Look below for the line holding "Returns the currently" and the line holding "buffer, for operations". Repeat those two and everything between, exactly.

=== LISTED RECORDS ===
-- -- --

PR #2196, opened 2026-08-21
[Metal] Batch command buffers and deduplicate residency bindings

anudit:
Profiling [GROMACS](https://gitlab.com/gromacs/gromacs) (SYCL/SSCP, GPU-resident) on Apple Silicon showed that the Metal backend committed one command buffer per operation (~11 per MD step vs ~3.5 for a native Metal backend), with each launch additionally making *every* USM allocation in the process resident under the allocator mutex (`metal_queue.cpp`, see the existing `// TODO: switch to MTL4 API for O(1) buffer bindings`). The GPU was idle 25-40% of each step, dominated by per-commit submission cost and inter-buffer bubbles.

This PR changes the Metal backend to encode consecutive operations into a single, lazily-committed command buffer, and reduces the per-launch residency work from O(ops x allocations) to O(allocations) per command buffer.

Measured on M2 Max (GROMACS, grappa benchmark, GPU-resident, 3-rep medians): **+71% / +84% (RF/PME) at 96k atoms, +14-47% at 192-384k, +3-8% at 768k atoms**, with bit-identical potential energies. Command buffers per traced window dropped from 50.6k to 15.9k.

### Command buffer batching (`metal_queue.cpp`)

- Operations append their encoders to a per-queue *open* command buffer which is committed lazily:
  - on `wait()` / `insert_event()` (event must be able to complete),
  - before device-to-host copies and other host-staged memcpys (which need dedicated buffers with CPU-side completion handling),
  - before custom (interop) operations (see below),
  - after a bounded number of ops (`max_ops_per_command_buffer = 32`) to limit memory use and first-work latency.
- D2D memcpys and memsets join the open buffer; host-staging copies keep dedicated committed buffers with unchanged event/staging logic.
- No implicit signal/wait pair is added at commit boundaries: synchronization is expressed exclusively through explicit events and host-visible copies, exactly as before, so the GPU can still execute independent command buffers concurrently. (An earlier version that signal/wait-chained every flush measurably reduced throughput by serializing independent work.)

### Custom operations and native interop ordering

- Host-side custom (interop) operations execute user code synchronously during `invoke()`. That code may create and commit its own native command buffers on the shared `MTLCommandQueue` (e.g. FFT libraries using `get_native_type()`), and Metal executes same-queue command buffers in *commit* order. Batching therefore breaks ordering unless everything encoded so far is committed first.
- `rt::kernel_launcher::is_custom_operation()` exposes whether a launcher describes such an operation; the Metal queue flushes before invoking it, and also in `get_native_type()`.
- Found via a real-world case: GROMACS' VkFFT-on-Metal path produced wrong step-0 energies under batching until this flush was added.

### Residency deduplication (`make_allocations_resident`)

- SSCP kernels may dereference arbitrary USM pointers, so all allocations must be resident - but within one open command buffer each allocation now only gets a single `useResource` call, and the allocator scan is skipped entirely while the allocator state is unchanged.
- `metal_allocator` gains a lock-free monotonic `generation()` counter, bumped on every allocation/free; consumers detect changes without taking the allocator lock. The dedup cache is invalidated whenever the generation changes (a freed buffer's address can be reused by a new allocation).

## Testing

- `sycl_tests` (792 cases), `pcuda_tests`, `rt_tests`: all pass on macOS/arm64 (M2 Max, macOS 26), repeatedly.
- GROMACS end-to-end: step-0 potential energies bit-identical to the unbatched build across RF/PME flavors and system sizes; throughput gains above.

## Throughput results (GROMACS, grappa, GPU-resident, M2 Max, 3-rep medians)

| case | before (ns/day) | after (ns/day) | gain |
|---|---|---|---|
| rf 96k | 52.65 | 89.83 | +70.6% |
| pme 96k | 38.63 | 70.92 | +83.6% |
| rf 192k | 45.35 | 51.66 | +13.9% |
| pme 192k | 35.48 | 41.07 | +15.8% |
| rf 384k | 18.40 | 26.95 | +46.5% |
| pme 384k | 16.29 | 19.15 | +17.6% |
| rf 768k | 11.42 | 11.75 | +3.0% |
| pme 768k | 9.11 | 9.59 | +5.3% |

## xctrace Metal System Trace (192k rf, 18 s window)

| metric | before | after |
|---|---|---|
| GPU command buffers | 50,596 | 15,908 (-69%) |
| compute encoder intervals | 51,590 | 19,675 (merged encoders) |

### DIFF
--- a/.gitignore
+++ b/.gitignore
@@ -52,9 +52,3 @@ build*/
 
 # clangd cache
 .cache
-
-# macOS
-.DS_Store
-
-# local install prefix
-/install/
--- a/.gitignore
+++ b/.gitignore
@@ -52,3 +52,9 @@ build*/
 
 # clangd cache
 .cache
+
+# macOS
+.DS_Store
+
+# local install prefix
+/install/
--- a/include/hipSYCL/runtime/metal/metal_queue.hpp
+++ b/include/hipSYCL/runtime/metal/metal_queue.hpp
@@ -195,6 +195,11 @@ private:
 
   void profiling_setup(operation& op, const dag_node_ptr& node);
 
+  // Releases the extra reference held on every entry of _resident_resources
+  // (see comment on that member). Must be called before replacing the cache
+  // with a new snapshot, and on destruction.
+  void release_resident_resources();
+
   MTL::Device* _device = nullptr;
   MTL::CommandQueue* _command_queue = nullptr;
   MTL::SharedEvent* _shared_event = nullptr;
@@ -230,6 +235,12 @@ private:
   // Cached snapshot of the allocations that must be made resident, together
   // with the allocator generation it was taken at. Rebuilt only when the
   // allocator generation changes; independent of command buffer boundaries.
+  // Each entry holds an extra reference taken by metal_allocator::
+  // snapshot_buffers() (retained manually, not via NS::SharedPtr, for the
+  // same reason as _open_buffer above), so a concurrent free() of one of
+  // these buffers on another thread cannot deallocate it while it is cached
+  // here or being passed to useResources(). That reference is released when
+  // the cache is replaced (generation change) or the queue is destroyed.
   std::vector<const MTL::Resource*> _resident_resources;
   uint64_t _residency_generation{~static_cast<uint64_t>(0)};
 
--- a/include/hipSYCL/runtime/metal/metal_queue.hpp
+++ b/include/hipSYCL/runtime/metal/metal_queue.hpp
@@ -24,12 +24,13 @@
 
 #include <mach/mach_time.h>
 
-#include <unordered_set>
+#include <vector>
 
 namespace MTL {
 
 class Device;
 class Buffer;
+class Resource;
 class CommandBuffer;
 class CommandQueue;
 class Fence;
@@ -160,9 +161,10 @@ public:
   virtual ~metal_inorder_queue();
 
   // Makes all USM allocations known to the allocator resident for the given
-  // encoder. Within one open command buffer, each allocation is only passed
-  // to useResource once, and the scan is skipped entirely if the allocator
-  // state has not changed since the last scan.
+  // encoder. Residency established this way is scoped to the encoder, so this
+  // must be called for every encoder; what is cached across encoders is only
+  // the *set* of allocations, which is rebuilt (taking the allocator lock)
+  // exclusively when the allocator generation changes.
   // Public because it is invoked by the free kernel launch helper.
   void make_allocations_resident(MTL::ComputeCommandEncoder* encoder);
 
@@ -225,10 +227,11 @@ private:
 
   static constexpr int max_ops_per_command_buffer = 32;
 
-  // Residency dedup state, valid for the current open command buffer only.
-  std::unordered_set<MTL::Buffer*> _resident_buffers;
+  // Cached snapshot of the allocations that must be made resident, together
+  // with the allocator generation it was taken at. Rebuilt only when the
+  // allocator generation changes; independent of command buffer boundaries.
+  std::vector<const MTL::Resource*> _resident_resources;
   uint64_t _residency_generation{~static_cast<uint64_t>(0)};
-  bool _residency_pass_done{false};
 
   metal_allocator* _allocator = nullptr;
   device_id _device_id;
--- a/include/hipSYCL/runtime/metal/metal_queue.hpp
+++ b/include/hipSYCL/runtime/metal/metal_queue.hpp
@@ -16,13 +16,13 @@
 #include "../kernel_cache.hpp"
 #include "../queue_completion_event.hpp"
 
-#include "hipSYCL/common/spin_lock.hpp"
 #include "hipSYCL/glue/llvm-sscp/jit.hpp"
 
 #include "metal_allocator.hpp"
 #include "metal_event.hpp"
 
 #include <mach/mach_time.h>
+#include <mutex>
 
 namespace MTL {
 
@@ -189,8 +189,7 @@ private:
   // threads concurrently with submit_*() / insert_event().
   std::atomic<uint64_t> _event_counter{0};
 
-  // Only touched by submit_*() and insert_event(), which are serialized
-  // by external mutex, so no atomics needed.
+  // Protected by _mutex.
   uint64_t _pending_cpu_event{0};
   uint64_t _pending_gpu_event{0};
 
@@ -204,7 +203,6 @@ private:
   // because this header must stay free of Foundation headers (see
   // metal_hardware_manager.cpp, which defines the metal-cpp private impls).
   MTL::CommandBuffer* _open_buffer = nullptr;
-  bool _open_buffer_has_trailing_signal{false};
   int _open_op_count{0};
   bool _flush_after_current_op{false};
 
@@ -223,7 +221,7 @@ private:
 
   kernel_configuration _config;
 
-  common::spin_lock _sscp_submission_spin_lock;
+  mutable std::recursive_mutex _mutex;
 
   std::optional<metal_profiling_setup> _profiling_setup;
 };
--- a/include/hipSYCL/runtime/metal/metal_queue.hpp
+++ b/include/hipSYCL/runtime/metal/metal_queue.hpp
@@ -24,17 +24,12 @@
 
 #include <mach/mach_time.h>
 
-#include <vector>
-
 namespace MTL {
 
 class Device;
-class Buffer;
-class Resource;
 class CommandBuffer;
 class CommandQueue;
 class Fence;
-class ComputeCommandEncoder;
 class SharedEvent;
 class SharedEventListener;
 
@@ -160,45 +155,31 @@ public:
 
   virtual ~metal_inorder_queue();
 
-  // Makes all USM allocations known to the allocator resident for the given
-  // encoder. Residency established this way is scoped to the encoder, so this
-  // must be called for every encoder; what is cached across encoders is only
-  // the *set* of allocations, which is rebuilt (taking the allocator lock)
-  // exclusively when the allocator generation changes.
-  // Public because it is invoked by the free kernel launch helper.
-  void make_allocations_resident(MTL::ComputeCommandEncoder* encoder);
-
 private:
-  // Common setup for freshly created command buffers: encodes the wait on the
-  // previous queue work and attaches pending profiling handlers.
+  // Encodes the wait on prior queue work and attaches pending profiling
+  // handlers; shared by get_open_command_buffer() and
+  // new_dedicated_command_buffer().
   MTL::CommandBuffer* prepare_command_buffer(MTL::CommandBuffer* cmd_buf);
 
-  // Returns the currently open (uncommitted) command buffer of this queue,
-  // creating one if none exists. Operations append their encoders to the open
-  // buffer; it is committed lazily by flush().
+  // Returns the open (uncommitted) command buffer, creating one if needed.
+  // Committed lazily by flush().
   MTL::CommandBuffer* get_open_command_buffer();
 
-  // Batching bookkeeping to be invoked after an operation has been fully
-  // encoded into the open buffer: enforces a bound on ops per command buffer
-  // and closes the window for per-op GPU profiling timestamps.
+  // Bounds the number of ops per command buffer and flushes when profiling
+  // needs the buffer to end with exactly the profiled operation.
   void finish_batched_op();
 
-  // Creates a fresh command buffer that is NOT the open buffer, for operations
-  // that must be committed immediately (e.g. device->host copies with CPU-side
-  // completion logic). Serializes against all prior work on this queue.
+  // A command buffer that is committed immediately instead of joining
+  // _open_buffer, for ops needing immediate CPU-side completion handling
+  // (e.g. host-staged copies).
   MTL::CommandBuffer* new_dedicated_command_buffer();
 
-  // Commits the open command buffer, if any. Synchronization with subsequent
-  // work is expressed exclusively through explicit events and host-visible
-  // copies, matching the semantics of the non-batched submission path.
+  // Commits the open command buffer, if any. No implicit signal/wait is
+  // added: that would serialize command buffers the GPU could otherwise run
+  // concurrently, so synchronization stays explicit (events, host copies).
   result flush();
 
   void profiling_setup(operation& op, const dag_node_ptr& node);
-
-  // Releases the extra reference held on every entry of _resident_resources
-  // (see comment on that member). Must be called before replacing the cache
-  // with a new snapshot, and on destruction.
-  void release_resident_resources();
 
   MTL::Device* _device = nullptr;
   MTL::CommandQueue* _command_queue = nullptr;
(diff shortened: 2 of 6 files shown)


resetius:
Thank you,
I ran into that problem too when profiling Llama.cpp.

.gitignore
```diff
@@ -52,3 +52,9 @@ build*/
 
 # clangd cache
 .cache
+
+# macOS
+.DS_Store
```
resetius: This is not relevant to this PR. I would move it to a separate PR.

.gitignore
```diff
@@ -52,3 +52,9 @@ build*/
...
+
+# local install prefix
+/install/
```
resetius: These are environment settings. I would not include them at all 
For example, my install directory is outside the repo working copy

src/runtime/metal/metal_queue.cpp
```diff
@@ -308,11 +289,116 @@ MTL::CommandBuffer* metal_inorder_queue::new_command_buffer() {
...
+    flush();
+  }
+}
+
+void metal_inorder_queue::make_allocations_resident(
+  MTL::ComputeCommandEncoder* encoder) {
+  constexpr auto usage = MTL::ResourceUsageRead | MTL::ResourceUsageWrite;
+
+  const uint64_t gen = _allocator->generation();
+  if (_residency_pass_done && gen == _residency_generation) {
```
resetius: Why is this correct? I thought `useResource` should be called for each encoder, and the encoder is created for each compute pass

You could avoid the `for_each` under the lock by keeping a `vector<> buffers` cache in the queue and replacing it for each new generation. Then you could pass the buffers to the encoder with `useResources`.

resetius:
How exactly is the `sycl::queue` created to make this mode work? Something like this?

```cpp
sycl::queue{
    sycl::property_list{
        sycl::property::queue::in_order{},
        sycl::property::queue::AdaptiveCpp_coarse_grained_events{}
    }
};
```

src/runtime/metal/metal_queue.cpp
anudit: Ah! updated it with your approach.

anudit:
> How exactly is the `sycl::queue` created to make this mode work? Something like this?
> 
> ```c++
> sycl::queue{
>     sycl::property_list{
>         sycl::property::queue::in_order{},
>         sycl::property::queue::AdaptiveCpp_coarse_grained_events{}
>     }
> };
> ```

Yup, 

Without AdaptiveCpp_coarse_grained_events the executor inserts an event per node (inorder_executor.cpp:181), and insert_event() has to commit the open command buffer so the event can complete, so you get one command buffer per op again and the batching is a no-op. There's also a per-command-group variant (property::command_group::AdaptiveCpp_coarse_grained_events) if you only want it for some submissions. This is the same combination stdpar uses in sycl_glue.hpp.

anudit:
Looks like some of the linux issues on the CI are the Git's safe.directory check tripping inside the Docker container (the repo is checked out as one UID but built as another), which then breaks CMake's compiler detection

On the macOS side, 
`metal_inorder_queue::make_allocations_resident()` cached raw `MTL::Buffer*` pointers across the allocator lock's scope, so a concurrent raw_free() on another thread could release()/deallocate a buffer between the snapshot and the useResources() call (or while it sat in the per-queue cache) - a use-after-free explaining the CI Bus error: 10.

Fix (metal_allocator.hpp/.cpp, metal_queue.hpp/.cpp):
- metal_allocator::snapshot_buffers() now retain()s every buffer it hands back, under the same lock as the snapshot, so the extra reference exists before the lock is ever released. Had to make it a non-template member (implemented in metal_allocator.cpp) since retain() needs MTL::Buffer complete, which the header deliberately doesn't include.
- metal_inorder_queue releases the previous snapshot's references (release_resident_resources()) right before replacing the cache on a generation change, and again in the destructor to avoid leaking the last snapshot.

Verification:
- rt-backend-metal and sycl_tests/pcuda_tests build clean against a fresh local install.
- Ran sycl_tests (793 cases) 4 times and pcuda_tests (31 cases) 2 times — all pass with *** No errors detected, no crash, matching exactly what the CI Metal backend [macOS, LLVM 20] job runs.

resetius:
Thanks, looks good. Could you move the residency bindings deduplication into a separate PR? It looks like independent work now. I'd like to review the batch command buffers separately and more carefully, because when I tried something similar myself, I ran into many bugs.

Also, could you clean up the comments? They should be short and explain why. If it is clear from the code what a function does, the comment is not needed.

anudit:
- Split out the residency bindings dedup into #2215, so this PR is now just the command buffer batching.
- Trimmed the comments.

resetius:
@anudit could you rebase it?

resetius:
```cpp
#include <sycl/sycl.hpp>

#include <chrono>
#include <cstdio>
#include <cstdlib>

using clk = std::chrono::steady_clock;
static double ms_since(clk::time_point t) {
  return std::chrono::duration<double, std::milli>(clk::now() - t).count();
}

int main(int argc, char **argv) {
  const int n = argc > 1 ? std::atoi(argv[1]) : 2000;
  const int reps = argc > 2 ? std::atoi(argv[2]) : 3;

  auto run = [&](const char *name, const sycl::property_list &props) {
    sycl::queue q{props};
    int *data = sycl::malloc_device<int>(64, q);
    q.memset(data, 0, 64 * sizeof(int)).wait();

    for (int i = 0; i < 64; ++i)
      q.single_task([=]() { data[i & 63] = i; });
    q.wait();

    double best_submit = 1e18, best_total = 1e18;
    for (int r = 0; r < reps; ++r) {
      auto t0 = clk::now();
      for (int i = 0; i < n; ++i)
        q.single_task([=]() { data[i & 63] = i; });
      double submit = ms_since(t0);
      q.wait();
      double total = ms_since(t0);
      if (total < best_total) {
        best_total = total;
        best_submit = submit;
      }
    }

    std::printf("%-32s submit %8.2f ms   total %8.2f ms   %7.1f us/op\n", name,
                best_submit, best_total, best_total * 1000.0 / n);
    std::fflush(stdout);
    sycl::free(data, q);
  };

  std::printf("kernels per rep: %d, best of %d\n\n", n, reps);
  std::fflush(stdout);
  run("in-order", {sycl::property::queue::in_order{}});
  run("in-order + coarse events",
      {sycl::property::queue::in_order{},
       sycl::property::queue::AdaptiveCpp_coarse_grained_events{}});
  run("out-of-order", {});
  run("out-of-order + coarse events",
      {sycl::property::queue::AdaptiveCpp_coarse_grained_events{}});
  return 0;
}
```

Apple M5 Pro, macOS 26

## Before the PR (develop, no batching)

2000 kernels per run:

| queue mode | submit (ms) | total (ms) | per kernel (us) |
|---|---|---|---|
| in-order | 22.68 | 23.05 | 11.5 |
| in-order + coarse events | 15.81 | 16.35 | 8.2 |
| out-of-order | 29.82 | 34.06 | 17.0 |
| out-of-order + coarse events | 28.33 | 49.55 | 24.8 |

## With the PR (batching)

2000 kernels per run:

| queue mode | submit (ms) | total (ms) | per kernel (us) |
|---|---|---|---|
| in-order | 281.30 | 290.30 | 145.1 |
| in-order + coarse events | 8.09 | 9.32 | 4.7 |
| out-of-order | 32.11 | 35.80 | 17.9 |
| out-of-order + coarse events | — | — | crash |

## Comparison

| queue mode | before (us) | after (us) | change |
|---|---|---|---|
| in-order | 11.5 | 145.1 | 12.6x slower |
| in-order + coarse events | 8.2 | 4.7 | 1.7x faster |
| out-of-order | 17.0 | 17.9 | about the same |
| out-of-order + coarse events | 24.8 | crash | — |

src/runtime/metal/metal_queue.cpp
```diff
@@ -333,11 +311,79 @@ MTL::CommandBuffer* metal_inorder_queue::new_command_buffer() {
...
+  if (!_open_buffer) {
+    return make_success();
+  }
+
+  MTL::CommandBuffer* cb = _open_buffer;
+
+  // No implicit signal/wait is added on commit: that would serialize command
+  // buffers the GPU could otherwise run concurrently. If this buffer already
+  // has an explicit signal (from insert_event()), later buffers must wait on it.
+  if (_open_buffer_has_trailing_signal) {
```
resetius: perf degradation: 11.5 -> 145.1 us/op
Command buffers on one queue are already ordered by hazard tracking and the fence
I think this block could be dropped

include/hipSYCL/runtime/metal/metal_queue.hpp
```diff
@@ -177,6 +199,17 @@ class metal_inorder_queue : public inorder_queue
   MTL::Fence* _fence = nullptr;
   bool _fence_chain_active = false;
 
+  // Currently open command buffer that ops append encoders to; committed
+  // lazily by flush(). Retained manually rather than via NS::SharedPtr
+  // because this header must stay free of Foundation headers (see
+  // metal_hardware_manager.cpp, which defines the metal-cpp private impls).
+  MTL::CommandBuffer* _open_buffer = nullptr;
```
resetius, line 205: _open_buffer it no protected by a mutex
I think this is the reason for the crash

src/runtime/metal/metal_queue.cpp
anudit: Fixed. I dropped the trailing-signal bookkeeping and the redundant _pending_gpu_event wait. Command ordering continues to rely on Metal’s hazard tracking and the existing fence. Ordinary in-order execution is back to 14.7 µs/op instead of 145.1 µs/op on M2 Max.

include/hipSYCL/runtime/metal/metal_queue.hpp
anudit: Fixed. The mutable queue state, including _open_buffer, event-chain fields, profiling state, and fence state, is now protected by a queue-level recursive mutex. Recursive locking is needed because kernel submission re-enters through the SSCP invoker and wait() calls insert_event().
The out-of-order + coarse-events reproducer now completes without crashing. The existing coarse-event and cross-queue tests also pass.

src/runtime/metal/metal_queue.cpp
resetius: this site is broken now
```
#include <sycl/sycl.hpp>
#include <cstdio>

int main() {
  sycl::property_list props{
      sycl::property::queue::in_order{},
      sycl::property::queue::AdaptiveCpp_coarse_grained_events{}};
  sycl::queue qa{props}, qb{props};

  constexpr std::size_t n = 1 << 16;
  int *data = sycl::malloc_shared<int>(n, qa);
  int *out = sycl::malloc_shared<int>(n, qa);

  int bad_total = 0;
  for (int rep = 0; rep < 20; ++rep) {
    for (std::size_t i = 0; i < n; ++i) { data[i] = 0; out[i] = -1; }

    sycl::event e = qa.parallel_for(sycl::range<1>(n), [=](sycl::id<1> idx) {
      int acc = 0;
      for (int k = 0; k < 20000; ++k) acc += k & 1;  
      data[idx[0]] = 42 + (acc & 0);
    });

    e.get_info<sycl::info::event::command_execution_status>();

    qb.submit([&](sycl::handler &cgh) {
      cgh.depends_on(e);
      cgh.parallel_for(sycl::range<1>(n), [=](sycl::id<1> idx) {
        out[idx[0]] = data[idx[0]];
      });
    });
    qb.wait();
    qa.wait();

    int bad = 0;
    for (std::size_t i = 0; i < n; ++i) if (out[i] != 42) ++bad;
    if (bad) { std::printf("rep %2d: %d of %zu elements stale\n", rep, bad, n); bad_total += bad; }
  }
  std::printf(bad_total ? "DEPENDENCY DROPPED\n" : "all reps correct\n");
  sycl::free(data, qa); sycl::free(out, qa);
  return bad_total != 0;
}
```

the problem existed before but it was not reachable because the operation was committed immediately

query_status() should flush and compare against a signal recorded by flush(), not _event_counter

src/runtime/metal/metal_queue.cpp
```diff
@@ -709,6 +794,7 @@ result metal_inorder_queue::submit_external_wait_for(const dag_node_ptr& node) {
 }
 
 result metal_inorder_queue::wait() {
+  std::lock_guard<std::recursive_mutex> lock{_mutex};
```
resetius: I think this lock should be taken after wait

src/runtime/metal/metal_queue.cpp
```diff
@@ -691,9 +774,11 @@ result metal_inorder_queue::submit_queue_wait_for(const dag_node_ptr& node) {
   inorder_queue_event<metal_event_handle>* metal_evt = cast<inorder_queue_event<metal_event_handle>>(evt.get());
   auto handle = metal_evt->request_backend_event();
   NS::SharedPtr<NS::AutoreleasePool> pool = NS::TransferPtr(NS::AutoreleasePool::alloc()->init());
-  auto* cmd_buf = new_command_buffer();
+  // Appending to the open buffer preserves order: encoders within a command
+  // buffer run in encoding order, so prior batched work precedes the wait.
```
resetius: Metal does not promise that encoders in a command buffer run in encoding order
the code is correct for a different reason: an MTLEvent wait applies to the commands encoded after it

src/runtime/metal/metal_queue.cpp
```diff
@@ -333,11 +311,70 @@ MTL::CommandBuffer* metal_inorder_queue::new_command_buffer() {
...
+
   return cmd_buf;
 }
 
+MTL::CommandBuffer* metal_inorder_queue::new_dedicated_command_buffer() {
+  // Relies on the caller's autorelease pool, like the rest of Metal-cpp.
+  return prepare_command_buffer(_command_queue->commandBuffer());
+}
+
+result metal_inorder_queue::flush() {
```
resetius, line 341: commits without an autorelease pool
but it is reached from get_native_type() and from the destructor with no pool on the stack

src/runtime/metal/metal_queue.cpp
anudit: Fixed. query_status() now flushes under the queue mutex and checks the recorded completion signal. Staged copies also update that completion target.
Your reproducer passes, and I added regression coverage for partial batches and the automatic flush boundary.

src/runtime/metal/metal_queue.cpp
anudit: Fixed. The GPU wait runs without holding the queue mutex. Afterward, the lock protects fence cleanup, which is skipped if another thread submitted newer work. Verified queue access remains available during a blocked GPU wait.

src/runtime/metal/metal_queue.cpp
anudit: Corrected the comment: the event wait applies to commands encoded after it. Removed the claim that encoders execute in encoding order.

src/runtime/metal/metal_queue.cpp
anudit: Added a local autorelease pool inside flush(), covering signal encoding, commit, and release. Exercised native access and queue destruction without a caller-provided pool.

resetius:
The patch revealed another issue 
We should wait for the command buffer to complete not for the `MTLEvent`, since the command buffer may contain callbacks

Smth like this:
```cpp
  // metal_queue.cpp, insert_event()
  NS::SharedPtr<MTL::CommandBuffer> cb = NS::RetainPtr(get_open_command_buffer());
  flush();
  return std::make_shared<metal_node_event>(metal_event_handle{...}, cb.get());

  // metal_event.cpp
  void metal_node_event::wait() {
    _command_buffer->waitUntilCompleted();   // was: waitUntilSignaledValue(...)
  }
```

anudit:
> The patch revealed another issue We should wait for the command buffer to complete not for the `MTLEvent`, since the command buffer may contain callbacks
> 
> Smth like this:
> 
> ```c++
>   // metal_queue.cpp, insert_event()
>   NS::SharedPtr<MTL::CommandBuffer> cb = NS::RetainPtr(get_open_command_buffer());
>   flush();
>   return std::make_shared<metal_node_event>(metal_event_handle{...}, cb.get());
> 
>   // metal_event.cpp
>   void metal_node_event::wait() {
>     _command_buffer->waitUntilCompleted();   // was: waitUntilSignaledValue(...)
>   }
> ```

Addressed. insert_event() now retains the command buffer before flushing and passes it to metal_node_event. metal_node_event retains/releases the command buffer, and wait() uses waitUntilCompleted(), ensuring command-buffer completion handlers have finished before returning. The full Metal suite passes locally.

resetius:
> The full Metal suite passes locally

Confirmed. By the way, I could only reproduce it in a VM, not locally 
It looks like locally the queue was cleared before the destructor had a chance to run

resetius:
the build is broken after merging `import events`
need to call
```cpp
return std::make_shared<metal_node_event>(*handle, nullptr); // metal_backend.cpp
```

```cpp
metal_node_event::metal_node_event(metal_event_handle handle, MTL::CommandBuffer* command_buffer)
    : _handle{handle}, _command_buffer{command_buffer} {
    _handle.event->retain();
    if (_command_buffer) {
      _command_buffer->retain();
    }                                                                                                                                                                                                    
  }

  metal_node_event::~metal_node_event() {
    if (_command_buffer) {
      _command_buffer->release();
    }
    _handle.event->release();
  }                                                                                                                                                                                                      

  void metal_node_event::wait() {
    // The shared event may signal before completion handlers have finished.
    if (_command_buffer) {
      _command_buffer->waitUntilCompleted();
      return;
    }
    while (!_handle.event->waitUntilSignaledValue(_handle.value, 1000)) {
      std::this_thread::yield();
    }                                                                                                                                                                                                    
  }
```

resetius (approved):

resetius:
LGTM

resetius:
The new test revealed a bug in the OpenMP backend. Obviously, this should be fixed in a separate PR. The fix may be simple

If this PR needs to be merged urgently, we can limit the new test to the Metal backend for now. But I would wait

resetius:
@anudit rebase please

-- -- --

=== TASK RESPONSE ===
-  // Returns the currently open (uncommitted) command buffer of this queue,
-  // creating one if none exists. Operations append their encoders to the open
-  // buffer; it is committed lazily by flush().
+  // Returns the open (uncommitted) command buffer, creating one if needed.
+  // Committed lazily by flush().
   MTL::CommandBuffer* get_open_command_buffer();
 
-  // Batching bookkeeping to be invoked after an operation has been fully
-  // encoded into the open buffer: enforces a bound on ops per command buffer
-  // and closes the window for per-op GPU profiling timestamps.
+  // Bounds the number of ops per command buffer and flushes when profiling
+  // needs the buffer to end with exactly the profiled operation.
   void finish_batched_op();
 
-  // Creates a fresh command buffer that is NOT the open buffer, for operations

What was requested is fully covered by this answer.